WORK INSTRUCTIONS -> Check each line of the listing below for the string "kopia", then give only the number of lines where it occurs.

DATA FOR THIS EXERCISE ->

PR #48, opened 2022-08-09
-S forces 16bit mode

micahvdm:
This significantly reduces the audio quality, leads to ugly clipping.


rreichenbach (approved):
Looks good and verified performance with AudioInjector card

PR #58, opened 2023-03-26
add symlink, update kernel and fix IQAudio card

micahvdm:
Symlink is for pedalboard presets issue
Updated kernel using a newer GCC
The IQAudio fix unfortunately only works persistently if the user uses the shutdown or restart options from the system menu.
I have not been able to get it to work any other way yet, as the state for alsactl seems to load very early in the boot process.
This is why we need to disable the aux jack pin at shutdown and store it to state. By the time the rc.local file loads, the PLL has settled and the correct sample rate is configured. I have reported this to RPi on the kernel repo.


rreichenbach:
A change is needed for setup/pi-stomp-tweaks/modify_version.sh which gets called at the beginning of install.  It needs the new paths and a mkdir:

-config_file="$HOME/pi-stomp/pistomp/default_config.yml"
-pistomp_orig_config_file="$HOME/pi-stomp/pistomp/default_config_pistomp.yml"
-pistomp_core_config_file="$HOME/pi-stomp/pistomp/default_config_pistompcore.yml"
+config_dir="$HOME/data/configs"
+config_file="$config_dir/default_config.yml"
+pistomp_orig_config_file="$HOME/pi-stomp/setup/config_templates/default_config_pistomp.yml"
+pistomp_core_config_file="$HOME/pi-stomp/setup/config_templates/default_config_pistompcore.yml"
 
+mkdir -p $config_dir

rreichenbach (approved):
looks good

PR #62, opened 2023-05-10
Update to Mod-UI 1.13 with Patchstorage

micahvdm:
This moves us off of Mod official repo to mine with our patches applied and patchstorage implemented. Jack2 is also moved to my repo instead of Mod repo as there seems to be a midi clock sync bug with Mod one. I have a patch added for Jack2 and the timing is fixed. Tested and working.

### DIFF
--- a/setup.sh
+++ b/setup.sh
@@ -21,21 +21,23 @@
 #
 usage()
 {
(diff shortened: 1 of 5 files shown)


rreichenbach (approved):
All tested, seems to work and looks good.

PR #63, opened 2023-05-17
Fix MIDI issues by adding mod-midi-merger back

micahvdm:
Tested and working


rreichenbach (approved):
changes tested and look good.

PR #68, opened 2023-06-27
Override menu width

micahvdm:
This prevents title text overflows


micahvdm:
I've commented out the width adjustment for now and set w to a constant. This looks good across the board so far.

PR #71, opened 2023-07-08
Add back audio card fixes for shutdown and restart

micahvdm:
These are in mod.py but not in modhandler.py

### DIFF
--- a/modalapi/modhandler.py
+++ b/modalapi/modhandler.py
@@ -357,15 +357,13 @@ class Modhandler(Handler):
     def system_menu_shutdown(self, arg):
         self.lcd.splash_show(False)
         logging.info("System Shutdown")
-        os.system('sudo systemctl --no-wall poweroff')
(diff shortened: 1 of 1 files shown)


rreichenbach (changes requested):
The amixer command is specific to IQAudio, it will fail for other cards.  A main reason that the Audiocard classes exist for each card type, is to abstract the details for such operations.  Polymorphism.

instead of a system call, self.audiocard.set_parameter() should be called with a generic parameter name that's made specific for each card by that card's subclass.   This is currently done for CAPTURE_VOLUME and MASTER.  There doesn't seem to be a mute for AudioInjector, so how about just setting MASTER to zero?  

Similarly, store and restore should be done by calling self.audiocard.store()

Those methods also include try/except so we don't have to worry about a failed system call causing a crash.

If a similar operation other than set, get, store and restore is needed, that could be added to the AudioCard base class.

micahvdm:
This will no longer be needed with the kernel level fixes

PR #79, opened 2023-09-08
Check wifi service

micahvdm:
This service runs at boot after networking service has completed. It checks iwconfig for an ESSID and ignores if found. If not found, then it will start hotspot mode


micahvdm:
Closing until it's working correctly

PR #83, opened 2023-09-18
Wifi power save fix

micahvdm:
Wifi power save gets enabled before network gets a chance to stabilize, causing the wifi_check script to default to hotspot mode almost every time. This fixes it as the network interfaces conf runs before rc.local allowing the network to connect cleanly.


rreichenbach (approved):
Seems fine

Issue #124, opened 2019-11-01
Allow specifying the hostname during snapshot creation


julio-lopez:
It should be possible to specify/override the OS hostname during snapshot creation.

Scenarios where this is useful or even required include:
* Cloud-native (containerized) platforms, such as Kubernetes, where the hostname is not stable, and may change across different executions of a Pod / container associated with the same "logical volume" (PVC/PV in k8s terms)
* Mobile clients, such as laptops, that may get their hostname assigned via DHCP and thus the hostname may change depending on configuration, network connection and so on.

This could be implemented via an optional flag to the `snapshot create` command.

jkowalski:
Take a look at `getHostName()` in `cli/command_snapshot_create.go` - should be pretty trivial to plumb through a flag.

jkowalski:
While at it we may want to support overriding username.

PR #139, opened 2019-11-22
[#124] Add optional flags to override hostname and username

pavannd1:
## Change Overview

- Add optional flags to override hostname and username
- Add the flags to `snapshot`, `policy` and `server start` commands
- Add a test case in the E2E tests to create and list snapshots with overridden hostname and username

## Issues

- #124 

## Test Plan

Added a case to the existing E2E test
```
=== RUN   TestEndToEnd
PASS
ok      github.com/kopia/kopia/tests/end_to_end_test    21.270s
```


jkowalski:
Thank you!

PR #140, opened 2019-11-22
Minor cleanups

julio-lopez:
Flagged by `golangci` while testing version 1.21.0

There were other (noisy?) failures not addressed in this PR. Punting for now.


jkowalski:
Thank you!

PR #142, opened 2019-11-26
lint: switched to 1.21 and fixed a ton of whitespace issues discovered

jkowalski:


internal/ospath/ospath_xdg.go
```diff
@@ -13,6 +13,7 @@ func init() {
 	} else {
 		userSettingsDir = filepath.Join(os.Getenv("HOME"), ".config")
 	}
+
```
golangcibot: File is not `gofmt`-ed with `-s` (from `gofmt`)
```suggestion

```

jkowalski: done

PR #148, opened 2019-12-11
Minor cleanups

julio-lopez:


jkowalski:
is there a linter that flagged these?

julio-lopez:
IIRC, there was a linter included in `gometalinter` that would flag the undocumented or not consistently documented export symbols. These were flagged by whatever flavor-of-the-week linter used by VS code, they popped up as I was going through the code, but it is not comprehensive. Let me see if I can dig something.

PR #151, opened 2019-12-13
Snapshot restore command

redgoat650:
Snapshot restore will take a snapshot ID and restore the
associated snapshot to the target path.
- Looks up the manifest with the snapshot ID
- Gets the snapshot root entry
- Copies the snapshot from the root entry to the target path

Because it uses the parent manifest with the copied permissions,
the restored directory will have the permissions of the original
source directory.


jkowalski:
@redgoat650 can you rebase and re-push?

PR #152, opened 2019-12-13
Added UI to browse directories and download files in `kopia server --ui`

jkowalski:
To try:

```
make install && kopia server --ui
```

Navigate to http://localhost:51515/

### DIFF
--- a/Makefile
+++ b/Makefile
@@ -7,8 +7,11 @@ include tools/tools.mk
 
 -include ./Makefile.local.mk
 
-build:
-	go build github.com/kopia/kopia/...
+install: html-ui-bindata
+	go install -tags embedhtml
+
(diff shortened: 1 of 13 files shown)


julio-lopez:
Hi @jkowalski 

I tried the UI. Overall, looks good. There are a couple of things I noticed. 

* Would it make sense to group / filter by host alone, besides `user@host`
* When there are many pages, the page list overflows outside the view to the right. See screenshot below.
* Changing the sort order affects the table layout in a "surprising" way, it's somehow not smooth. See before and after screenshots
* In the snapshots view, Sorting by path does not seem to sort correctly.
 
Long list of pages

Default before sorting

Sorting by path ascending

Sorting by path descending

PR #156, opened 2019-12-17
htmlui: addressed feedback from PR #152

jkowalski:
See #152


julio-lopez:
Tried it. LGTM.

Nit: There is a slightly jerky transition for table in the top snapshots page  when the width of the columns changes due to the with of the elements in them changing. For example, if you have paths that are short and show in the first page, and then the second page has paths that are long. Anyway, it's not a big deal.

PR #163, opened 2020-01-02
Change default behavior for localfs.Copy

julio-lopez:
Addresses some of the feedback from #144

Allow copying to an existing directory
Remove special handling for the root directory, no longer needed.
Add copy options to control behavior
Allow overwriting an existing file (via options)
Expose copy options as flags


jkowalski:
LGTM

ANSWER AREA -> 4